Interestingly, the engaging question pervades the atmosphere of this book also in another sense. The myriad similarities between "Requiem" and the wonderful Lieberman-Reinhardt series of Frank Tallis were the 800-pound gorilla in the room as I turned every page of "Requiem." Consider the following examples (with detailed differences in parentheses).

TIME AND PLACE: fin de siecle Vienna.

PROTAGONISTS: a youngish, Jewish amateur sleuth working with an older, Catholic professional crime fighter. (Tallis's amateur is a psychoanalyst, Jones's a lawyer; Tallis's pro is a policemen, Jones's a criminologist.)

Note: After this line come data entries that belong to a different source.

PR #251, opened 2021-04-05
Feature: An alternative approach to handling "null conditional" ops

Nigel-Ecma:
Following on from the discussion on #7 at the last meeting this is a draft PR adding the null conditional operations into the grammar at the same level as their respective unconditional siblings.

Some of this is guesswork/invention...

On the invention side in particular note that three terminals: `?.`, `?(` and `?[`; have been added to *Operator_Or_Punctuator*.


dnfadmin:
[CLA assistant check](https://cla.dotnetfoundation.org/dotnet/csharpstandard?pullRequest=251) <br/>All CLA requirements met.

standard/expressions.md
```diff
@@ -1275,6 +1278,36 @@ In a member access of the form `E.I`, if `E` is a single identifier, and if the
...
+
+A *null_conditional_member_access* consists of a *primary_expression* followed by a "`?.`" token, followed by an *Identifier*, optionally followed by a *type_argument_list*.
+
+```ANTLR
+null_conditional_member_access
+    : primary_expression '?.' Identifier type_argument_list?
+    ;
+```
+
+A  *null_conditional_member_access* expression `E` is of the form `P?.I`. Let `T` be the type of the *member_access*  expression `P.I`. The meaning of `E` is determined as follows:
```
jskeet: Super-nit - is there a double space after `*member_access*`?

standard/expressions.md
```diff
@@ -1275,6 +1278,36 @@ In a member access of the form `E.I`, if `E` is a single identifier, and if the
...
+
+- If `T` is a type parameter that is not known to be a reference type or a non-nullable value type, a compile-time error occurs.
+- If `T` is a non-nullable value type, then the type of `E` is `T?`, and the meaning of `E` is the same as the meaning of:
+	> ```csharp
+	> ((object)P == null) ? (T?)null : P.I
+	> ```
+  Except that `P` is evaluated only once.
+- Otherwise the type of `E` is `T`, and the meaning of `E` is the same as the meaning of:
```
jskeet, line 1318: Any reason the indentation here isn't the same as in the lines above?

standard/expressions.md
```diff
@@ -1459,6 +1492,45 @@ The run-time processing of a delegate invocation of the form `D(A)`, where `D`
 
 See [§20.6](delegates.md#206-delegate-invocation) for details of multiple invocation lists without parameters.
 
+### §null-conditional-invocation-expression Null Conditional Invocation Expression
```
jskeet, line 1516: Is this actually implemented? I've never seen it before. Is the expectation that it should make something like the code below compile?

```csharp
Action action = null;
action?();
```

That *doesn't* compile, whereas `action?.Invoke();` does.

Perhaps this was a part of the feature proposal that was dropped but not removed from the text?

standard/expressions.md
```diff
@@ -1275,6 +1278,36 @@ In a member access of the form `E.I`, if `E` is a single identifier, and if the
...
+    : primary_expression '?.' Identifier type_argument_list?
+    ;
+```
+
+A  *null_conditional_member_access* expression `E` is of the form `P?.I`. Let `T` be the type of the *member_access*  expression `P.I`. The meaning of `E` is determined as follows:
+
+- If `T` is a type parameter that is not known to be a reference type or a non-nullable value type, a compile-time error occurs.
+- If `T` is a non-nullable value type, then the type of `E` is `T?`, and the meaning of `E` is the same as the meaning of:
+	> ```csharp
+	> ((object)P == null) ? (T?)null : P.I
```
jskeet: Minor note for the future - I'd love to replace the `((object)P == null)` part with `P is null`. We can only do that when pattern matching is implemented, but I think it would be good to do so when we can.

I'm tempted to file a reminder issue... any thoughts?

standard/lexical-structure.md
```diff
@@ -755,7 +755,7 @@ Operator_Or_Punctuator
     | '+'  | '-'  | '*'  | '/'  | '%'   | '&'  | '|'  | '^'  | '!'  | '~'
     | '='  | '<'  | '>'  | '?'  | '??'  | '::' | '++' | '--' | '&&' | '||'
     | '->' | '==' | '!=' | '<=' | '>='  | '+=' | '-=' | '*=' | '/=' | '%='
-    | '&=' | '|=' | '^=' | '<<' | '<<=' | '=>'
+    | '&=' | '|=' | '^=' | '<<' | '<<=' | '=>' | '?.' | '?[' | '?('
```
jskeet: If my suspicions are correct, we'll be able to remove `?(`.

standard/expressions.md
jskeet: Note: it's possible that we need a *null_conditional_invocation_expression* as well as *null_conditional_member_access* in order for `action?.Invoke()` (or any other sort of invocation via a null conditional operator) to work - I'm not immediately clear whether that counts as a *null_conditional_member_access* where the result is a method group that is then invoked. (Brain not quite working right now.)

standard/statements.md
```diff
@@ -361,6 +361,7 @@ expression_statement
 
 statement_expression
     : invocation_expression
+    | null_conditional_invocation_expression
```
jskeet: Again, we may be able to remove this... I'm not sure. (I suspect I need to look at invocation_expression more closely.)

jskeet (commented):
I definitely prefer this approach over the one in #7 - thanks very much for the work here, Nigel.

As you can tell, I'm slightly confused about how null conditional invocation expressions work - see comments for details.

standard/expressions.md
```diff
@@ -1275,6 +1278,36 @@ In a member access of the form `E.I`, if `E` is a single identifier, and if the
 > ```
 > Within the `A` class, those occurrences of the Color identifier that reference the Color type are delimited by `**`, and those that reference the Color field are not. *end example*
 
+### §null-conditional-member-access Null Conditional Member Access
+
+A *null_conditional_member_access* consists of a *primary_expression* followed by a "`?.`" token, followed by an *Identifier*, optionally followed by a *type_argument_list*.
```
gafter: I don't believe `?.` is one token.  See https://sharplab.io/#v2:EYLgtghgzgLgpgJwDQxASwDZICYgNQA+AAgEwCMAsAFBEDMABKfQML0De19XjDRALPQCyACiJkADPSgBKdp24KAbhAT0M9ALxSA/PQB0AGTgA7AOYwAFgG55XAL7U7QA

standard/expressions.md
```diff
@@ -1459,6 +1492,45 @@ The run-time processing of a delegate invocation of the form `D(A)`, where `D`
 
 See [§20.6](delegates.md#206-delegate-invocation) for details of multiple invocation lists without parameters.
 
+### §null-conditional-invocation-expression Null Conditional Invocation Expression
+
+A *null_conditional_invocation_expression* consists of a *primary_expression* followed by a "`?(`" token, followed by an optional *argument_list*, followed by a "`)`" token.
```
gafter: The `?` and `(` are separate tokens.

standard/expressions.md
Nigel-Ecma: I didn't originally include as I was using MS's C#6 Language Reference as the informal spec to work form, then I noticed it in PR #7 so added it assuming I'd missed it elsewhere. Following your query I did I wider search and found a reference on SO that it doesn't exist due to too many parsing issues. I'll remove it.

standard/expressions.md
gafter: But I think it isn't implemented because of an ambiguity with the `?:` expression.

standard/expressions.md
Nigel-Ecma: Not a super-nit if the MD parser doesn't remove them. I'll take a look an remove any I find.

jskeet:
Nigel to have a look at whether this PR's approach makes sense, after we had more discussion about why the grammar in #7 was expressed that way.

standard/expressions.md
Nigel-Ecma: Do you mean indenting the code within the bullet? That seems correct to me, does the Standard not do this? Or are you referring to something else?

standard/expressions.md
Nigel-Ecma: I think it is worth noting regardless of whether we go with PR #7 or this one.

standard/lexical-structure.md
Nigel-Ecma: Agree

standard/statements.md
Nigel-Ecma: Agree

standard/expressions.md
Nigel-Ecma: Hmmm... Is there a good reason to allow spaces or is this an artefact of the way the compiler added the token? The token `??` already exists (as do other multi-symbol tokens where a prefix is also a token), does the compiler allow a space? Historically there was the change to break up right shift (assignment) due to the conflict when generics were introduced, but there is no such conflict between `?`, `??`, `?.` and `?[` is there?

If it is technically a breaking change to make it a single token I really hope it doesn't effect anyone (we might never know of course as they could be too embarrassed to admit it!)

I'd encourage we go for the single token, but its not a hill I'll die on! What do folks think? (The question applies to both PR #7 and this one).

standard/expressions.md
Nigel-Ecma: I'll "resolve conversation" this one as it's dealt with by the preceding thread (both operators should be handled the same way!)

Nigel-Ecma:
> Nigel to have a look at whether this PR's approach makes sense, after we had more discussion about why the grammar in #7 was expressed that way.

Before I look into this properly can I just confirm my understanding of our meeting conversation:

- Both PR #7 and #251 accept the same language
- They *may* (that is part of the question to resolve) have *equivalent* semantics.
- PR #7 *may* allow constructs which are disallowed for the non-conditional sibling operators, which *might* be an issue (part of the question to resolve)
- PR #7 produces a parse tree which is easier/more logical/<insert> for the compiler writer
- PR #251 aims at producing a description more logical to the programmer, if such is possible (part of the question to resolve)

Note: In the second bullet I don't say the "same" as #251 might be described as "null propagating" where a null-conditional operator supplies a null to another null-conditional operator, etc., which by-description results in multiple "is this null" tests but any compiler would likely short circuit. So the semantics might not the same but be equivalent – just a different way of describing the same result.

If that summary is either correct, or once it is corrected, I'll look into whether the approach in #7 is required and if not which of #7 & #251 might be more desirable.

standard/expressions.md
jskeet: I suspect the output may be fine in each case, but it's a bit odd to see the inconsistency. Compare lines 1295 and 1300... I can't see why they'd have different numbers of spaces before the `>`

Nigel-Ecma:
## Withdrawing Draft PR

To handle null conditional operators correctly the operators `.`, `?.`, `[]` and `?[]` need to combine similarly to the way the operators `&`, `&&`, `|` and `||` do. The approach in this draft does not achieve that as it lacks the priority stratification enforced by the productions for these existing operators.

Unfortunately this still leaves the concerns with PR #7, including the more recently noted differences in what is permitted on the LHS of `?[]` compared to `[]` and whether they are significant.

Are they addressable? More work to do...

Nigel-Ecma:
The grammar has been extended so that null-conditional access operations "capture" any immediately following unconditional access operations. This should match the desired semantics, keep the description of these operators in the same part of the grammar as their unconditional siblings. Changes to statement expressions are not included as they feel like a wart that may have a better solution, but they could follow the same as #7 if there is no solution found. @MadsTorgersen is this the intended semantics?

standard/expressions.md
```diff
@@ -1279,11 +1279,16 @@ In a member access of the form `E.I`, if `E` is a single identifier, and if the
 
 ### §null-conditional-member-access Null Conditional Member Access
 
-A *null_conditional_member_access* consists of a *primary_expression* followed by a "`?.`" token, followed by an *Identifier*, optionally followed by a *type_argument_list*.
+A *null_conditional_member_access* consists of a *primary_expression* followed by a "`?.`" token, followed by an *Identifier* with an optional *type_argument_list*, followed by zero or more *unconditional_access_part*s.
 
 ```ANTLR
 null_conditional_member_access
-    : primary_expression '?.' Identifier type_argument_list?
+    : primary_expression '?.' Identifier type_argument_list? unconditional_access_part*
```
jskeet: "unconditional_access_part" sounds like something that will be evaluated unconditionally, and I don't *think* that's what we're looking for, is it?

jskeet (commented):
I'm not attempting to assess whether this is equivalent to #7 or not. I still prefer this approach to organizing the feature over the approach in #7 if we can satisfy ourselves that it's equivalent.

standard/expressions.md
Nigel-Ecma: I agree its not a great name, but probably better than my other thought of `null_faulting_access`, over to the wordsmiths!

standard/expressions.md
```diff
@@ -1275,6 +1277,42 @@ In a member access of the form `E.I`, if `E` is a single identifier, and if the
 > ```
 > Within the `A` class, those occurrences of the Color identifier that reference the Color type are delimited by `**`, and those that reference the Color field are not. *end example*
 
+### §null-conditional-member-access Null Conditional Member Access
+
+A *null_conditional_member_access* consists of a *primary_expression* followed by a "`?.`" token, followed by an *Identifier* with an optional *type_argument_list*, followed by zero or more *unconditional_access_part*s.
```
gafter: I believe `?.` is not a token.  It is a pair of tokens.  You could put a space between them in a program.

standard/expressions.md
gafter: `?.` is a pair of tokens.

standard/expressions.md
```diff
@@ -1513,6 +1551,36 @@ The binding-time processing of an indexer access of the form `P[A]`, where `P` i
 
 Depending on the context in which it is used, an indexer access causes invocation of either the *get_accessor* or the *set_accessor* of the indexer. If the indexer access is the target of an assignment, the *set_accessor* is invoked to assign a new value ([§12.18.2](expressions.md#12182-simple-assignment)). In all other cases, the *get_accessor* is invoked to obtain the current value ([§12.2.2](expressions.md#1222-values-of-expressions)).
 
+### §null-conditional-element-access Null Conditional Element Access
+
+A *null_conditional_element_access* consists of a *primary_no_array_creation_expression* followed by a "`?[`" token, followed by an *argument_list*, followed by a "`]`" token, followed by zero or more *unconditional_access_part*s.
```
gafter: `?[` is a pair of tokens.

Nigel-Ecma:
A summary of the key differences & changes compared to the original MS:

- The null conditional operators were added to *unary_expression* rather than alongside their non-conditional siblings in *primary_expression* in the MS approach. Here they are added to *primary_expression*.
- The MS approach captured all member/element accesses *including* conditional ones which follow an initial null conditional operation. Here only non-conditional ones are captured, this simplifies the description of the semantics. The overall semantics remains the same.
  - As part of the simplification a *null_conditional_invocation_expression* is introduced which syntactically is a struct subset of *null_conditional_member/element_access* – those that end in an invocation.
  - The *null_conditional_member/element_access* descriptions have the semantic restriction that the expressions must **not** be of type `void`/classified as nothing and reference *null_conditional_invocation_expression* for those that are `void`. This separates out the semantics for value producing expressions, defined as having the same meaning as a if/then/else, and non-value producing ones, defined using an if/then, into different clauses rather than a longer set of nested bullets. (The meanings follow the same code as in previous approach.)
  - *Note:* In doing this PR I noticed that in  the Standard there is sometimes reference to use of something in a "statement expression" and in others "statement expression or lambda body". I wonder whether some/all of the former should be the latter... I haven't checked, but I have included *null_conditional_invocation_expression* in *anonymous_method_body*.
- Also added a *null_conditional_projection_initializer*, a subset of *null-conditional-member-access", which does not include capturing adjacent accesses/invocations. As the name suggests it is a projection initializer for anonymous objects.

To test the grammar is parsing as expected I use a simple test file, `nullConditional.cs`. *(Note: the grammar does take advantage of ANTLR's top-to-bottom rule ordering so the above mentioned subset productions get picked over the full set productions.)* This file along with the graphic output of TestRig/grun as `nullConditional.png` is attached as a ZIP (sorry, Github barfed on the PNG and suggested I ZIP it). *(Note: the grammar fed to ANTLR has undergone mutual left recursion removal in *primary_expression* so you might spot "missing" nodes in the PNG due to this.)*

This is hopefully #251 pretty much done, please comment & compare with #7.

[nullConditional.zip](https://github.com/dotnet/csharpstandard/files/6567702/nullConditional.zip)

standard/expressions.md
jskeet: Filed #328. Resolving.

standard/expressions.md
```diff
@@ -1280,6 +1282,50 @@ In a member access of the form `E.I`, if `E` is a single identifier, and if the
 > ```
 > Within the `A` class, those occurrences of the Color identifier that reference the Color type are delimited by `**`, and those that reference the Color field are not. *end example*
 
+### §null-conditional-member-access Null Conditional Member Access
+
+A *null_conditional_member_access* is a conditional relation of *member_access* ([§12.7.5](expressions.md#member-access)) and  it is a binding time error if the result type is `void`. For a null conditional expression where the result type may be `void` see ([](expressions.md#null-conditional-invocation-expression)).
```
jskeet: What does "conditional relation" mean here? (Is it broadly "conditional equivalent to"?) Not objecting to the term - just checking whether it's expected to have a precise technical meaning, or whether it's just descriptive.

standard/expressions.md
```diff
@@ -1280,6 +1282,50 @@ In a member access of the form `E.I`, if `E` is a single identifier, and if the
...
+
+A *null_conditional_member_access* consists of a *primary_expression* followed by the two tokens "`?`" and "`.`", followed by an *Identifier* with an optional *type_argument_list*, followed by zero or more *captured_access*es.
+
+```ANTLR
+null_conditional_member_access
+    : primary_expression '?' '.' Identifier type_argument_list? captured_access*
+    ;
+    
+captured_access
```
jskeet: Is "captured access" a new concept here? If so, might we want to *consider* naming it something else to avoid it being confused with variable capture within anonymous functions?

standard/expressions.md
```diff
@@ -1280,6 +1282,50 @@ In a member access of the form `E.I`, if `E` is a single identifier, and if the
...
+   > ```
+  Except that `P` is evaluated only once.
+
+*Note*: A *null_conditional_member_access*  is left-associative ([§12.4.2](expressions.md#1242-operator-precedence-and-associativity)) so in an expression of the form:
+> ```csharp
+> P?.I₀?.I₁
+> ```
+then if `P` evaluates to `null` neither `I₀` or `I₁` are evaluated. The same is true if an expression is a sequence of *null_conditional_member_access* or *null_conditional_element_access* §null-conditional-element-access operations. *end note*
+
+A *null_conditional_projection_initializer* is a subset of *null_conditional_member_access* and has the same semantics. It only occurs as a projection initializer in an anonymous object creation expression ([12.7.11.7](expressions.md#anonymous_object_creation_expression)).
```
jskeet: Describing one thing (that isn't a set) as a subset of another thing doesn't quite sit right. I think I know what you mean... let's see if we can come up with something better in the meeting (or you can convince me that this is fine, of course).

standard/expressions.md
```diff
@@ -1464,6 +1510,25 @@ The run-time processing of a delegate invocation of the form `D(A)`, where `D`
 
 See [§20.6](delegates.md#206-delegate-invocation) for details of multiple invocation lists without parameters.
 
+### §null-conditional-invocation Null Conditional Invocation Expression
+
+A *null_conditional_invocation_expression* is syntactically either a *null_conditional_member_access* ([§12.7.6](expressions.md#null_conditional_member_access)) or *null_conditional_element_access* ([§12.7.6](expressions.md#null_conditional_element_access)) where the final *captured_access* is an invocation expression ([§12.7.6](expressions.md#inovation_expression)).
+
+Unlike the syntactically equivalent *null_conditional_member_access* or *null_conditional_element_access* a *null_conditional_invocation_expression* may be classified as nothing and only occurs as part of a *statement_expression* or *anonymous_method_body*.
```
```suggestion
Unlike the syntactically equivalent *null_conditional_member_access* or *null_conditional_element_access*, a *null_conditional_invocation_expression* may be classified as nothing and only occurs as part of a *statement_expression* or *anonymous_method_body*.
```

(This is just adding a comma for clarity - we've got three things in a row, and I think it's helpful to emphasize that the first two belong together, and the third is separate.)

standard/expressions.md
```diff
@@ -1464,6 +1510,25 @@ The run-time processing of a delegate invocation of the form `D(A)`, where `D`
...
+
+```ANTLR
+null_conditional_invocation_expression
+    : null_conditional_member_access '(' argument_list? ')'
+    | null_conditional_element_access '(' argument_list? ')'
+    ;
+```
+
+A  *null_conditional_invocation_expression* expression `E` is of the form `P?I`; where `I` is the remainder of the syntactically equivalent *null_conditional_member_access* or *null_conditional_element_access*, `I` will therefore start with `.` or `[`. Let `PI` signify the concatention of `P` and `I`. The meaning of `E` is the same as the meaning of:
```
jskeet: I wonder whether something other than `I` would be useful here... when I see `I` in an example, I expect it to be an identifier, rather than something beginning with `.` or `[`. Perhaps `A` for access?

standard/expressions.md
```diff
@@ -1464,6 +1510,25 @@ The run-time processing of a delegate invocation of the form `D(A)`, where `D`
...
+> ```csharp
+> if ((object)P == null) ? PI
```
jskeet: Unless I'm mis-reading it, we don't want the `?` here.

standard/expressions.md
```diff
@@ -1518,6 +1583,39 @@ The binding-time processing of an indexer access of the form `P[A]`, where `P` i
...
+A *null_conditional_element_access* consists of a *primary_no_array_creation_expression* followed by the two tokens "`?`" and "`[`", followed by an *argument_list*, followed by a "`]`" token, followed by zero or more *captured_access*es.
+
+```ANTLR
+null_conditional_element_access
+    : primary_no_array_creation_expression '?' '[' argument_list ']' captured_access*
+    ;
+```
+
+A *null_conditional_element_access* is a conditional relation of *element_access* ([§12.7.7](expressions.md#element-access)) and it is a binding time error if the result type is `void`. For a null conditional expression where the result type may be `void` see ([](expressions.md#null-conditional-invocation-expression)).
+
```
jskeet, line 1617: Remove one of these blank lines?

jskeet (commented):
A few more thoughts, but I definitely like this approach. Will discuss later.

standard/expressions.md
Nigel-Ecma: I thought the connection between *null_conditional_member_access* & *member_access*, and similarly for the element access pair, was worth noting. That left the wording... I was going to write "sibling" but for some reason ended up with "relation". It is purely descriptive and I welcome better wordsmithing!

standard/expressions.md
Nigel-Ecma: This is a new concept, the language doesn't really have any other operators which behave quite in the way the null -conditional ones do – they "capture" following operations (#7 captures more than #251, it is one of the differences, but that isn't fundamental *per se* and both have to find a way to describe the behaviour). After some iterations I came up with "captured access", I didn't consider the comparison with "variable capture"...

"[null] conditional access" didn't seem right as the accesses themselves are not conditional [and they will fault on null], they are just the subject of another conditional – as the explanation of the semantics in terms of an equivalent conditional (`?`/':` or `if`) shows. Captured, Controlled, Effected, Impacted, Subject? I just noticed  I went with the first alphabetically (pure happenstance) ;-)

Another case where wordsmithing input is welcome!

standard/expressions.md
BillWagner: Here's how the tool will recognize the link to the new clause you've added:

```suggestion
A *null_conditional_member_access* is a conditional relation of *member_access* ([§12.7.5](expressions.md#member-access)) and  it is a binding time error if the result type is `void`. For a null conditional expression where the result type may be `void` see (§null-conditional-invocation).
```

standard/expressions.md
Nigel-Ecma: Changed.

standard/expressions.md
Nigel-Ecma: Changed

standard/expressions.md
Nigel-Ecma: Changed

standard/expressions.md
Nigel-Ecma: Changed

standard/expressions.md
Nigel-Ecma: @jskeet – You can think of rules as defining a set, but how about:

```suggestion
A *null_conditional_projection_initializer* is a restriction of *null_conditional_member_access* and has the same semantics. It only occurs as a projection initializer in an anonymous object creation expression ([12.7.11.7](expressions.md#anonymous_object_creation_expression)).
```

or "a restricted version of"? "Restrict" as the latter allows everything of the former and some more.

standard/expressions.md
Nigel-Ecma: It was probably down to my tab setting be 3 and bullet indentation just being 2. I pushed them back 1 space, no changed in output

standard/expressions.md
Nigel-Ecma: Changed to "conditional version", its not exactly "equivalent" (due to the capturing) but I can see "relation" might be confusing. I'll resolve this for now but do come back if version isn't suitable.

standard/expressions.md
Nigel-Ecma: Changed to A

standard/expressions.md
Nigel-Ecma: Bad copy'n'paste, fixed.

standard/expressions.md
Nigel-Ecma: Done

standard/expressions.md
jskeet: I definitely prefer restriction over subset, yes.

I think I'm mentally distinguishing between "the rule" and "the set of text sequences that match the rule" - the latter is defined by the former, but it's not the same thing to me. At least the way I'm thinking today, which isn't necessarily how I'll be thinking tomorrow :)

Nigel-Ecma: Restriction it is.

jskeet:
Assigned to @MadsTorgersen as his "second item" to focus on.

standard/expressions.md
gafter: *nested_access* ?

standard/expressions.md
```diff
@@ -1280,6 +1282,50 @@ In a member access of the form `E.I`, if `E` is a single identifier, and if the
...
+  > ((object)P == null) ? (T?)null : P.A
+  > ```
+  Except that `P` is evaluated only once.
+- Otherwise the type of `E` is `T`, and the meaning of `E` is the same as the meaning of:
+  > ```csharp
+  > ((object)P == null) ? null : P.A
+  > ```
+  Except that `P` is evaluated only once.
+
+*Note*: A *null_conditional_member_access*  is left-associative ([§12.4.2](expressions.md#1242-operator-precedence-and-associativity)) so in an expression of the form:
```
gafter: The same would be true if it were right associative, right?  I suggest dropping the comment on associativity and just get to the point:
```suggestion
*Note*: In an expression of the form:
```

standard/expressions.md
```diff
@@ -1464,6 +1510,29 @@ The run-time processing of a delegate invocation of the form `D(A)`, where `D`
 
 See [§20.6](delegates.md#206-delegate-invocation) for details of multiple invocation lists without parameters.
 
+### §null-conditional-invocation-expression Null Conditional Invocation Expression
+
+A *null_conditional_invocation_expression* is syntactically either a *null_conditional_member_access* (§null-conditional-member-access) or *null_conditional_element_access* (§null-conditional-element-access) where the final *captured_access* is an invocation expression ([§12.7.6](expressions.md#1276-invocation-expressions)).
+
+Unlike the syntactically equivalent *null_conditional_member_access* or *null_conditional_element_access*, a *null_conditional_invocation_expression* may be classified as nothing and only occurs as part of a *statement_expression* ([§13.7](statements.md#137-expression-statements)) or *anonymous_function_body* ([§12.16.1](expressions.md#12161-general)).
```
gafter:
```suggestion
Unlike the syntactically equivalent *null_conditional_member_access* or *null_conditional_element_access*, a *null_conditional_invocation_expression* may be classified as nothing when it occurs as a *statement_expression* ([§13.7](statements.md#137-expression-statements)) or *anonymous_function_body* ([§12.16.1](expressions.md#12161-general)).
```

I don't think this is complete.  It is also permitted as the body of an expression-bodied method whose return type is `void`.  Alternatively, perhaps it is overspecified as that is a *statement_expression*, but that is also true for an *anonymous_function_body* when the return type is `void`.

standard/expressions.md
```diff
@@ -1518,6 +1587,38 @@ The binding-time processing of an indexer access of the form `P[A]`, where `P` i
...
+
+A *null_conditional_element_access* consists of a *primary_no_array_creation_expression* followed by the two tokens "`?`" and "`[`", followed by an *argument_list*, followed by a "`]`" token, followed by zero or more *captured_access*es.
+
+```ANTLR
+null_conditional_element_access
+    : primary_no_array_creation_expression '?' '[' argument_list ']' captured_access*
+    ;
+```
+
+A *null_conditional_element_access* is a conditional version of *element_access* ([§12.7.7](expressions.md#1277-element-access)) and it is a binding time error if the result type is `void`. For a null conditional expression where the result type may be `void` see (§null-conditional-invocation-expression).
```
gafter, line 1616: What forbids this?

```csharp
    void M2(Q q) => q?.M()[1];
```

gafter (dismissed):

standard/expressions.md
Nigel-Ecma: OK

standard/expressions.md
Nigel-Ecma: I don't think they’re *nested* – if anything isn't it the *enclosed*/*first* which is impacting the *enclosing*/*following* so nested sounds sort of backwards to me? So while *captured* isn’t great I think its a smidgen better. But is there something better? Words are hard, give me numbers any day ;-)

standard/expressions.md
Nigel-Ecma: You are right, expression-bodied method has been missed.

As currently written the grammar doesn't allow a *null_conditional_invocation_expression* within an expression-bodied method. (However both #7 and this one syntactically accept their respective versions of null conditional access which end in an invocation; the restriction here in #251 that such an access cannot return void is a semantic one.)

I haven't looked at whether this can be accommodated easily in #251's current approach of splitting void handling into different rules vs. the nested bullet semantics (as in #7) – the latter are just messy and this part of #251 was an attempt to make the description easier to follow, but maybe this will turn out to show that cannot be done (at least using seperate rules).

Null conditionals are certainly proving “fun” (as in both #7 & #251 have problems 🙁)

standard/expressions.md
Nigel-Ecma: I think the answer is the type system (both #7 & #251 accept this syntactically) unless I'm misunderstanding the question?

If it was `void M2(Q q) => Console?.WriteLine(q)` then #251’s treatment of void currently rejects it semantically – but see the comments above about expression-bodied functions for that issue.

SUPPORTING CAST: a strong, smart woman who is the romantic interest of the junior sleuth. (Tallis's femme is a former patient who is an aspiring hematologist; Jones's is the amateur's wife.)

"SPICE IN THE STEW": a preoccupation with food, especially on the part of the older pro in both series. (Tallis specializes in pastry, Jones in main courses.)

The Tallis books are better literature than "Requiem," but both Tallis's and Jones's books all share several laudable qualities. They are all historically accurate and offer the reader a welcome view of the history, geography, and culture in fin de siecle Vienna. All of the books are well-plotted, with a slight edge to Jones in terms of the underlying mystery.

So, I recommend "Requiem" on its own merits --- and I certainly recommend any one of the Tallis books! As far as the engaging question that I started with --- well that's another kind of "spice" in the "stew."